The Communist Party of the United States of America (CPUSA) was formed in 1919. However, searches of the property of communists, communist sympathizers, and alleged communists date back at least to the first Red Scare following Chicago's Haymarket Riots in 1886, in which Chicago police ransacked offices and homes of suspected anarchists, socialists, and communists. Eight suspects stood trial, and seven were sentenced to death. The Illinois Supreme Court upheld their convictions. They appealed to the U.S. Supreme Court on Fourth Amendment grounds, but the Court ruled that no federal question was involved.
A second Red Scare occurred in the years immediately following the 1917 Russian Revolution. In 1919–1920, during hysteria about suspected Bolshevik activities, U.S. Attorney General A. Mitchell Palmer ordered warrantless raids on suspected communists. These, directed by his then-assistant, J. Edgar Hoover, resulted in the arrests of hundreds for alleged communist involvement. In response to the raids, a group of prominent lawyers, including Roscoe Pound and Felix Frankfurter, published a report “On the Illegal Practices of the United States Department of Justice” in which they gave accounts of warrantless raids, destruction of property, and other Fourth Amendment violations by order of the U.S. Department of Justice.
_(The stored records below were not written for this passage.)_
PR #5090, opened 2024-09-11
Remove library for maintenance

IRDMPE:
Updating information


IRDMPE:
Removing library for re-registration. Please let me know if the correct way to do this. We needed to change the library names and clean up commit history. My understanding is that this requires re-registration for the changes to be correctly picked up.

IRDMPE:
If re-registration or registration updates can be done without removing, that would be great. The URL is still accurate, but the properties file, tagging, and commit history are edited.

per1234 (commented):
> We needed to change the library name

Please follow the standard procedure that is documented here:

Meanwhile, the New York Joint Legislative Committee Investigating Seditious Activities (the “Lusk Committee”) also authorized raids by 700 members of the New York Police Department (NYPD), resulting in seizures of massive amounts of literature and widespread arrests.
Throughout the twentieth century, congressional committees, most notably the House Committee to Investigate Un-American Activities (Dies Committee) and the House Un-American Activities Committee (HUAAC), worked closely with J. Edgar Hoover, the Federal Bureau of Investigation (FBI), and state and local law enforcement officials to expose alleged communists in the United States. Their activities included raids on headquarters of the CPUSA and related organizations to seize membership lists, financial records, pamphlets, and books and extensive wiretapping of CPUSA members' homes. They justified these actions on the basis that the goal of exposing communist activities outweighed the illegality of the tactics used. Hoover also made information and investigators available to Senator Joseph McCarthy (R-Wis.) during his campaign against alleged subversives in government.
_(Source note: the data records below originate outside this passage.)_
PR #5122, opened 2024-09-20
Update repositories.txt

guerratron:
adding minIniFS


guerratron:
adding release, @ArduinoBot

PR #5252, opened 2024-10-16
Update repositories.txt

guerratron:
update TouchCal library


per1234 (commented):
@guerratron making pointless pull requests is _**NOT**_ the appropriate way to update your library. You need to take the time to read the documentation:

It is true that we have a crude automated system for handling submissions, but it isn't some magical psychic robot that is able to infer your wishes from a pointless PR and grant them like a genie. So spamming this repository with pointless pull requests only wastes my time and your time. Please don't do that.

Government officials gained much of their evidence against communists through informants or private investigators, considered exempt from Fourth Amendment restrictions. Also, the CPUSA destroyed documents or secretly shipped them to the Soviet Union. Otherwise, there might have been more high-profile Fourth Amendment CPUSA cases.
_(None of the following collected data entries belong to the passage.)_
Issue #145, opened 2026-07-15
Epic: Autoresearch loop for entity resolution — prove the loop closes on quick wins


fxd24:
# Epic: Autoresearch loop for entity resolution — prove the loop closes on quick wins

## Thesis

Apply the Karpathy "autoresearch" loop — an agent that iterates **propose → run →
evaluate → keep-if-better-else-revert** against a fixed objective — to entity
resolution, with **langres as both the substrate and the measuring stick**.

The magic in that loop is not the agent; it's the **objective**. Validation loss
works because it is cheap, trustworthy, sensitive, low-variance, and cheaply
reversible — you watch it move in small steps and *know* the direction is right.
ER hands us the objective (55 years of blocking/matching/clustering metrics), but
those metrics **saturate and are lumpy** — at the 98–99% F1 we already hit, F1
chases label noise, not real gains. So the core move is to steer on a **loss-like**
objective (continuous: AUC-PR, log-loss, recall@budget) and let thresholded F1 be
the report card, not the steering wheel.

**We have not proven anything yet.** This epic's job is to prove the loop closes on
the cheapest, most deterministic experiments with real headroom — **before** we
commit to any expensive or combined training.

## Why now / relationship to the other epics

**This is a standalone epic.** It is about *running the autoresearch loop* — the
generic harness. **#85 is about replicating the research itself** — producing
credible ER numbers vs Ditto/Jellyfish/AnyMatch. The two connect (a working loop can
eventually *drive* those replications), **but they are not the same, and this loop's
building blocks must exist first.** So we build the harness here, independently, and
only point it at #85's payloads once it's proven.

- **#125 (training surface) shipped** (PR #140, 2026-07-15): langres is now
  *trainable* (`fit(method=QLoRA|MIPRO|GEPA|Platt)`, `finetune()`, `Calibrator`,
  `align_pairs`), not just measurable. The loop finally has trainable knobs to turn.
- **#85 (ER method-replication & small-LM fine-tuning)** — the *payloads* this loop
  will drive later; reused, not re-derived.
- **#55 (seam-audit deltas)** — the standing method backlog; several C-tier items
  are cheap objectives this loop can optimize.

## Where we sit on the programmatic↔agentic spectrum

Every real autoresearch system (Karpathy's AutoResearch, AIDE, Optuna) keeps
**Run / Evaluate / Decide / Persist programmatic and the Objective immutable** —
Karpathy's scorer (`prepare.py`) is off-limits so the agent physically cannot game
[...]

PR #155, opened 2026-07-15
feat(autoresearch): declarative SearchSpace + config→blocker factory

fxd24:
## What

The **proposal substrate** for the autoresearch loop (`propose → run → evaluate → keep-if-better`, epic #145 M1, **PR P-B**): a declarative `SearchSpace` the loop enumerates, and a pure `factory` that turns one config dict into a runnable blocker. Builds on the sibling `Objective` (#154); the loop + `langres.optimize` facade land in a later PR.

## `core/autoresearch/search_space.py` — import-light

Frozen dataclass; each field is the candidate-value tuple for one parameter:

```python
SearchSpace(
    blocker=("vector",),
    embedding_model=("all-MiniLM-L6-v2",),
    metric=("cosine",),
    text_field=("name",),
    k_neighbors=(5, 10, 20),
)
```

- `configs() -> Iterator[dict[str, Any]]` yields the Cartesian product as config dicts.
- **Ordering contract (load-bearing):** `k_neighbors` is the **innermost** varying dimension, so consecutive configs hold `(blocker, embedding_model, metric, text_field)` fixed while `k` sweeps its full range. This lets the downstream loop build **one** vector index per `(model, metric, text_field)` and reuse it across every `k` (`k` lives on the blocker, not the index) instead of re-embedding per `k`.
- `__len__` sizes the grid; `__post_init__` fails loud on an empty axis.
- **Pure stdlib + typing** (itertools/dataclasses) — no faiss/torch/sentence-transformers, so it can sit on the public API surface (users build a `SearchSpace` to call `langres.optimize`) without breaking the `import langres` budget. It never imports `factory`.

## `core/autoresearch/factory.py` — lazy leaf

Two pure functions, no global mutable state (index reuse is the caller's job via the k-innermost ordering + passing `index=`, not a cache here):

- `build_index(embedding_model, metric, texts, *, embedder=None) -> VectorIndex` — mirrors the **canonical** VectorBlocker build path (`SentenceTransformerEmbedder` → `FAISSIndex(embedder=, metric=)` → `create_index`) used in `core/presets.py:_build_vector_blocker` and `data/_benchmark_utils.py:sweep_blocking_k`. The optional `embedder=` seam lets tests inject `FakeEmbedder` (no model download).
- `build_blocker_from_config(config, *, schema, index=None) -> Blocker` — dispatches on `config["blocker"]`: `"vector"` requires a prebuilt `index` (clear `ValueError` if `None`) and builds `VectorBlocker(vector_index=index, schema=schema, text_field=…, k_neighbors=…)`; `"all_pairs"` builds `AllPairsBlocker` (index unused). Named `build_blocker_from_config` to avoid colliding with `Benchmark.build_blocker`.
- **Not import-light** by design — imports the [semantic] stack at module top, so it must only ever be imported lazily (never reached by a bare `import langres`, since the package `__init__` exports nothing).

## Scope

Adds only `search_space.py`, `factory.py`, and their tests. No `__init__.py` / `pyproject.toml` / `test_import_budget.py` edits.

## Verification

`ruff check .`, `ruff format --check .`, `mypy src` (clean), 21 fast + 1 `@slow` new tests pass, `tests/test_import_budget.py` still green. Both new modules are covered 100% by construction (fast tests + the slow real-embedder smoke covers the non-injected branch; the coverage gate runs on the Linux `test-full` job).

## Summary by Sourcery

Introduce a declarative SearchSpace for autoresearch configurations and a factory to build blockers and vector indexes from those configs.

New Features:
- Add a frozen, import-light SearchSpace dataclass that enumerates Cartesian products of blocking configurations with a k-neighbors-innermost ordering contract.
- Provide a factory module with build_index and build_blocker_from_config helpers to construct FAISS-based vector indexes and corresponding Blocker instances from config dicts.

Tests:
- Add high-coverage tests validating SearchSpace defaults, Cartesian product sizing, k-neighbors ordering, empty-axis validation, and import-lightness.
- Add tests for the factory module covering index construction, metric propagation, vector and all-pairs blocker creation, error handling, and a slow smoke test for the real SentenceTransformerEmbedder path.

### DIFF
--- a/src/langres/core/autoresearch/factory.py
+++ b/src/langres/core/autoresearch/factory.py
@@ -1,0 +1,118 @@
+"""Turn one autoresearch config dict into a runnable blocker.
+
+Companion to ``search_space``: :class:`SearchSpace` enumerates config dicts and
+this module builds the blocker each one describes. Two pure functions, no global
+mutable state — index reuse across ``k`` values is the *caller's* job (it builds
+one index and threads it into :func:`build_blocker_from_config`; see the
+k-innermost ordering contract on ``SearchSpace.configs``), not a cache here.
+
+**NOT import-light.** This module imports the [semantic] stack
+(faiss/sentence-transformers, via the vector index + embedder) at module top, so
+it must only ever be imported **lazily** — on demand when a search actually runs,
+never from a bare ``import langres`` (unlike the sibling ``search_space``, which
+stays pure so it can live on the public API surface). The autoresearch package
+``__init__`` intentionally exports nothing, so importing ``langres`` does not
+reach this module.
+"""
+
+from __future__ import annotations
+
+from collections.abc import Mapping, Sequence
+from typing import Any, Literal, cast
+
+from langres.core.blocker import Blocker
+from langres.core.blockers.all_pairs import AllPairsBlocker
+from langres.core.blockers.vector import VectorBlocker
+from langres.core.embeddings import EmbeddingProvider, SentenceTransformerEmbedder
+from langres.core.indexes.vector_index import FAISSIndex, VectorIndex
+
+
+def build_index(
+    embedding_model: str,
+    metric: str,
+    texts: Sequence[str],
+    *,
+    embedder: EmbeddingProvider | None = None,
+) -> VectorIndex:
+    """Build a FAISS index over ``texts``, ready for search.
+
+    Mirrors the canonical VectorBlocker build path used across the codebase
+    (embedder → ``FAISSIndex(embedder=..., metric=...)`` → ``create_index``;
+    see ``core/presets.py:_build_vector_blocker`` and
+    ``data/_benchmark_utils.py:sweep_blocking_k``). ``create_index`` is called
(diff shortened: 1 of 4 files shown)


fxd24:
Thanks @sourcery-ai. Addressed the two points:

- **`build_index` metric validation** (fixed in d56549f): now rejects an unknown metric with a clear, local `ValueError` before any embedding work, instead of deferring to a FAISS-internal error — the metric comes from a user's `SearchSpace.metric`, so failing fast at the boundary is friendlier. The `str -> Literal` cast is now justified by the preceding guard; added a covering test.
- **Iterating `dataclasses.fields()` in `configs()`/`__len__`**: kept explicit by design. The `itertools.product(...)` positional call pins the load-bearing "k_neighbors is the innermost dimension" ordering contract visibly at the call site; a generic `fields()` iteration would make that invariant depend implicitly on field-declaration order, which is easy to break silently when adding an axis. `__len__` stays symmetric with it.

States and localities often took their cues from the federal government or worked in conjunction with federal agencies. In 1971, a case was filed against the NYPD by a coalition including the CPUSA and Communist Party of New York State in response to extensive and expanding surveillance activities. This resulted in a consent decree in 1985 placing strict limits on the NYPD's surveillance authority.